Biyomürekkep grubu içeren her hücrenin üzerine% 10 FBS ile iki mililitre DMEM F12 ortamı ekleyin ve plakaları 30 dakika boyunca% 5 karbondioksit ile 37 santigrat derecede inkübe edin. Daha sonra, her gruba altıncı hücrelere bir ila 10 içeren iki mililitre süspansiyon ortamı ekleyin ve plakaları inkübe edin. 24 saat sonra, WJMSC'lerin kontrol grubu hariç nöron benzeri hücrelere farklılaşması için ters çevrilmiş bir mikroskop altında küresel oluşum için tüm biyomürekkep partilerini gözlemleyin ve fotoğraflayın.
Kuyu başına iki mililitre nörojenik farklılaşma ortamı ekleyin ve her iki günde bir yenileyin. Nöral farklılaşmayı gözlemlemek için yedi gün boyunca takip edin. Daha sonra, hızlandırılmış görüntüleme kullanarak, grafenin kök hücreler üzerindeki etkilerini inceleyin ve biyomürekkep içindeki hücre etkileşimlerini izleyin.
Grafen konsantrasyonunun hücre proliferasyonu üzerindeki etkisi burada gösterilmiştir. Kontrol ile karşılaştırıldığında,% 0.001 grafen konsantrasyonu için anlamlı azalma gözlendi. Diğer gruplar ile kontrol arasında anlamlı fark yoktu.
Hücre grafen etkileşimleri, grafenin 2D sistemde tolere edildiğini ve hücreler tarafından endositoz yoluyla alındığını gösterdi. Timelapse görüntüleme, 3D grafen ortamında hayatta kalan hücrelerin, inkübasyonun sonuna kadar GFP parlaklığı ile canlılıklarını koruduğunu gösterdi. SEM görüntüleri ve 3D-B ve 3D-G biyomürekkep gruplarının FIIR analizi burada gösterilmektedir.
Biyomürekkep hücre etkileşimleri hem yüzeyde hem de dahili olarak gösterilmiştir. Hücreler morfolojik olarak yuvarlaktı ve malzemeye bağlıydı. 3D nöronal farklılaşmada, her iki gruptaki sferoid hücrelerin sınırlarının saydam ve canlı olduğu ve grafen grubundaki sferoidlerin nispeten daha büyük olduğu ve grafeni hücre içinde hapsettiği düşünülmüştür.

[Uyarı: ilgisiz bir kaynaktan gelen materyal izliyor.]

PR #49, opened 2026-07-31
OSAC-3511: Add Build execution environment to publish-charts.yaml's workflow_run trigger

eliorerz:
## Summary
Found while live-testing PR #44's osac-aap wiring: pushing `osac-aap/v0.0.12` built and pushed the image successfully, but never triggered a `Publish charts` run at all.

## Root cause
PR #44 correctly added osac-aap's guard condition (`startsWith(head_branch, 'osac-aap/v')`) and the `publish-osac-aap-chart` job, but never added `Build execution environment` (osac-aap's actual image-build workflow name) to `publish-charts.yaml`'s top-level `on: workflow_run: workflows: [...]` list. `workflow_run` only fires for workflows explicitly named there -- without this, the entire osac-aap chart-publish path was dead code regardless of the job-level guard being correct.

## Fix
Added `"Build execution environment"` to the `workflows:` list. One line.

## Test plan
- [ ] Push a fresh `osac-aap/vX.Y.Z` tag against this fix and confirm a `Publish charts` run actually fires and completes the `publish-osac-aap-chart`/guard jobs this time.

### DIFF
--- a/.github/workflows/publish-charts.yaml
+++ b/.github/workflows/publish-charts.yaml
@@ -16,7 +16,11 @@ name: Publish charts
 
 on:
   workflow_run:
-    workflows: ["Container image", "Build container image"]
+    # OSAC-3511 added osac-aap's guard condition and publish-osac-aap-chart
+    # job, but missed adding its actual build workflow's name here --
+    # workflow_run only fires for workflows explicitly listed, so without
+    # this the osac-aap chart-publish path silently never triggers at all.
+    workflows: ["Container image", "Build container image", "Build execution environment"]
     types: [completed]
 
 env:
--- a/.github/workflows/publish-charts.yaml
+++ b/.github/workflows/publish-charts.yaml
@@ -16,10 +16,10 @@ name: Publish charts
 
 on:
   workflow_run:
-    # OSAC-3511 added osac-aap's guard condition and publish-osac-aap-chart
-    # job, but missed adding its actual build workflow's name here --
-    # workflow_run only fires for workflows explicitly listed, so without
-    # this the osac-aap chart-publish path silently never triggers at all.
+    # workflow_run only fires for workflows explicitly listed here -- the
+    # guard condition and publish-osac-aap-chart job alone aren't enough
+    # to trigger this workflow at all without osac-aap's build workflow
+    # name also present in this list.
     workflows: ["Container image", "Build container image", "Build execution environment"]
     types: [completed]
 


eliorerz:
Reviewed from scratch, same rigor as any worker PR — pulled the branch fresh (note: this one's from a branch in `osac-project/osac` itself, not a fork, unlike the recent run of PRs), read the actual pre- and post-fix file content, and cross-checked every workflow name referenced anywhere in this file against the real `name:` field of its source workflow.

**(1) Confirmed the bug is real, not just claimed.** Current `main`'s `publish-charts.yaml`:
```
workflows: ["Container image", "Build container image"]
```
`"Build execution environment"` is genuinely absent. Given `workflow_run` only fires for workflows explicitly named in this list, this confirms the whole osac-aap chart-publish path (guard condition + `publish-osac-aap-chart` job, both added correctly by #44) was dead on arrival regardless of any tag pushed — matches the live symptom described (image built and pushed, no `Publish charts` run at all).

**(2) Confirmed exact name match.** `execution-environment.yml`'s actual `name:` field: `name: "Build execution environment"` — character-for-character identical to what this PR adds to the list (including capitalization).

**(3) Checked every other workflow-name reference in the file for the same class of bug — none found; this was an isolated omission, not a symptom of a broader pattern:**
```
$ grep -n "workflow_run.name ==" publish-charts.yaml
84:   if: ... == 'Container image'
136:  if: ... == 'Build container image'
189:  if: ... == 'Build container image'
248:  if: ... == 'Build container image'
291:  if: ... == 'Build execution environment'   (added by #44)
```
Cross-checked against the real source files:
- `publish-image.yaml`'s actual `name:` → `Container image` — matches both the job-level check (line 84) and the top-level list. Correct and complete already.
- `build-image.yaml`'s actual `name:` → `Build container image` — matches all three job-level checks (136/189/248) and the top-level list. Correct and complete already.
- `execution-environment.yml`'s actual `name:` → `Build execution environment` — matches the job-level check (291, from #44); only the top-level list was missing it, which is exactly what this PR fixes.

So fulfillment-service's and osac-operator's entries were never broken — this really was a single missed line specific to osac-aap's onboarding, not evidence of a systemic gap in how this file tracks workflow names.

**(4) No ticket ID or other leftover anywhere in the current file.** `grep -n "OSAC-[0-9]" publish-charts.yaml` → no hits. Also pulled both individual commits to see the actual before/after: the first commit's comment did originally read "[OSAC-3511](https://redhat.atlassian.net/browse/OSAC-3511) added osac-aap's guard condition...", and the second commit correctly reworded it to describe the *mechanism* (`workflow_run only fires for workflows explicitly listed here...`) without referencing the ticket — a clean fix, not a partial one. The final diff against `main` is exactly the one-line list addition plus that 4-line ticket-ID-free comment, nothing else.

Also independently confirmed: the file parses as valid YAML and there are no merge conflicts against current `main`.

**Verdict: confirmed correct on all four points.** Genuine bug, exact and complete fix, isolated to osac-aap (not a broader pattern), and the ticket-ID follow-up cleanly resolved what it set out to fix. Good to merge — the PR's own test plan (push a real tag and confirm `Publish charts` actually fires this time) is the right next step and isn't something I can substitute for from static review alone.

Issue #234, opened 2023-12-15
Include parser files in Release Assets


DerekStride:
# What

Currently the only assets included on the release are the source files (see https://github.com/DerekStride/tree-sitter-sql/releases/tag/v0.2.0). We should generate & add the parser files to the release as well. We could even precompile the parser for difference architectures and make that available too.

- [ ] Add workflow to generate & add parsers files to release assets
- [ ] Add workflow to precompile the parser & add to release assets
  - [ ] x86_64-darwin-20
  - [ ] x86_64-linux

qoops-1:
It would also be great to have them in the repo itself, not just the assets. Emacs has a built-in workflow to install tree-sitter grammars, which clones the repo at a specific tag and looks for `parser.c` file there. Because the file is not present here, it doesn't work with this repo

matthias-Q:
@qoops-1 have a look at #120 We have discussed this issue already with the emacs guys. The problem is, that the `parser.c` is auto generated and gets quite large.

qoops-1:
Thank you for the link, my takeaway from it is that current approach is to track hashes on `gh-pages` for corresponding tags of releases on `main`. It would be easier if `gh-pages` was also tagged

clason:
On a related note, could you include the `grammar.js` in the `gh-pages` branch? Omitting this breaks nvim-treesitter's `TSInstallFromGrammar`.

PR #253, opened 2024-04-21
feat(ci): add workflow to include parser and binary artifacts

matthias-Q:
This PR adds a GH Workflow to build source artifacts including the  `parser.c`, `sql.so` and a wasm file for Linux x86_64 and MacOS Arm64.

Along the way, I have fixed an issue in the `parser.c` (replaced `strcpy` with `memcpy`)

As of now, this does probably not work as intended, as in the final step the github cli tool is used to create a release and the trigger is the manual creation of the release. I have no idea how to fix that. I fails due to a collision of release tags. @DerekStride do you have any ideas? 

This PR is aimed to solve #234

I have noticed some issues: When installing it via npm, we require the `nan` package. It was n the lock file, but to get it working I had to add a manual installation step beforehand.


matthias-Q:
I did some changes in the mean time and I think this could work.

We keep the workflow as outlined in the CONTRIBUTION.md:
* create a release PR (after running commit-tag-version)*
* the new workflow `create_release.yml` will only trigger when a tagged release on `main` has been made the follows the semver pattern. This removed the need for manually creating a release.

I tried to test that on my fork:

https://github.com/matthias-Q/tree-sitter-sql/actions/runs/8773987845

clason:
For the record, upstream is planning to add support for that to the CLI (`tree-sitter publish`); see also https://github.com/tree-sitter/workflows.

(And isn't the wasm file platform independent? I thought that was the whole point!)

matthias-Q:
Yeah, I think wasm is platform independent. I just included it in the build process for each system. So maybe I should add it separately. 

I will take a look into `tree-sitter publish`. Thanks for the hint.

matthias-Q:
I have separated the wasm build and cleaned up the pipeline a bit.

DerekStride:
> @DerekStride do you have any ideas?

I think we have to create a draft release and upload artifacts to that on push to main.

Then it'd be a manual process to convert the draft to an actual release.

We'd end up with a bunch of draft releases which is probably fine but we could have a cleanup workflow.

matthias-Q:
IIUC in my latest version, the release pipeline will only be triggered once a new tagged commit on main is made. It just makes the manual release MR unnecessary. But please double check that, as it is quite hard to test. 
I am referring to this CI trigger.
´´´
on:
  push:
    branch:
      - main
    tags:
      - v[0-9]+.[0-9]+.[0-9]+
´´´

PR #257, opened 2024-06-03
add: `copy from stdin`

### LINKED ISSUE #256: Support for COPY FROM STDIN
For example:

```sql
COPY some_table (a, b, c) FROM STDIN (FORMAT CSV);
1,2,3
d,e,f
\.
```

The actual data used in my situation is massive, and it causes the parsing to take a very long time (over a minute to open the file in neovim). I assume it would be much more efficient if the parser didn't attempt to parse the CSV data as SQL. 

I believe the ideal behavior would be to treat the data in between the `;` and `\.` as `csv` if the format is explicitly CSV, and text otherwise. Parsing other components of the `COPY` statement would be nice, but for me personally, handling the data contents would be the biggest win. 

Ref: https://www.postgresql.org/docs/current/sql-copy.html

matthias-Q:
adds `COPY FROM STDIN` parsing

Closes #256


DerekStride (approved):
Let's merge this and tackle the data part later. I'll leave some questions on the issue

PR #260, opened 2024-06-24
Fix/update bindings

grpse:
# Summary

trying to use inside of a node project, the binding when calling `setLanguage` from node tree-sitter, was throwing an error `Type error: Invalid language object`. This was due to the use of `nan` in the old binding from tree-sitter, but now it uses node-addon-api, so I've updated it. Also, for wasm build, the scanner.c uses strcpy, but it is not available symbol after compilation with new version of tree-sitter.


package.json
```diff
@@ -1,22 +1,34 @@
...
-    "nan": "^2.18.0"
+    "node-addon-api": "^7.1.0",
+    "node-gyp-build": "^4.8.0"
   },
   "devDependencies": {
     "commit-and-tag-version": "^12.0.0",
     "node-gyp": "^10.0.1",
-    "tree-sitter-cli": "^0.20.8"
+    "prebuildify": "^6.0.0",
+    "tree-sitter-cli": "^0.22.6"
```
matthias-Q, line 23: Good that we upgrade. However it will break the tests for now, since the queries in the tests are interpreted in a different order (I don't remember if first or last query wins)  regardless, we have to make changes in the tests.

grpse: Yes, tested and it inversed the type and function.call. I'm fixing it.

Makefile
```diff
@@ -1,4 +1,4 @@
-CC ?= gcc
+CC ?= clang++
```
DerekStride, line 1: can we keep the default to `gcc` I think that's more common

binding.gyp
```diff
@@ -1,19 +1,31 @@
...
+                "<!(node -p \"require('node-addon-api').targets\"):node_addon_api_except",
+            ],
+            "include_dirs": [
+                "src",
+            ],
+            "sources": [
+                "bindings/node/binding.cc",
+                "src/parser.c",
+                "src/scanner.c",
+                # NOTE: if your language has an external scanner, add it here.
```
DerekStride, line 15:
```suggestion
```

alexbit-codemod:
thanks for working on this.... once this lands, we can integrate sql parser to ast-grep to enable automated code transformation of sql for a variety of use cases. so looking forward to it.

Makefile
grpse: done

binding.gyp
grpse: done

package.json
grpse: fixed. The highlight evaluation is switched, so I changed it and now tests are passing.

DerekStride (approved):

2D ve 3D hücrelerin immün boyama burada gösterilmiştir. Yeşil görüntüler nöron benzeri yapıları temsil eder. 2D pozitif kontrol örneği, 3D örneklerden daha az nöron benzeri yapı belirteci ifade etti.
Grafen bazlı biyomürekkeplerin, kök hücrelerin nöron benzeri hücrelere farklılaşması açısından daha başarılı olduğunu keşfettik. Grafen bazlı biyomürekkeplerin daha ileri çalışmalarda periferik sinir bozukluklarının tedavisi için mükemmel araçlar olacağını öneriyoruz. Günümüzde kök hücre sistemi, doğal ve sentetik biyomalzemelerle doku mühendisliği ile oluşturulabilmektedir. Bu dokuların yenilenmesinde, hasarın giderilmesinde ve fonksiyonun sağlanmasında kullanılabilecek canlı dokuların yerini alabilecek yapay dokuların oluşturulması doku mühendisliği ile sağlanmaktadır.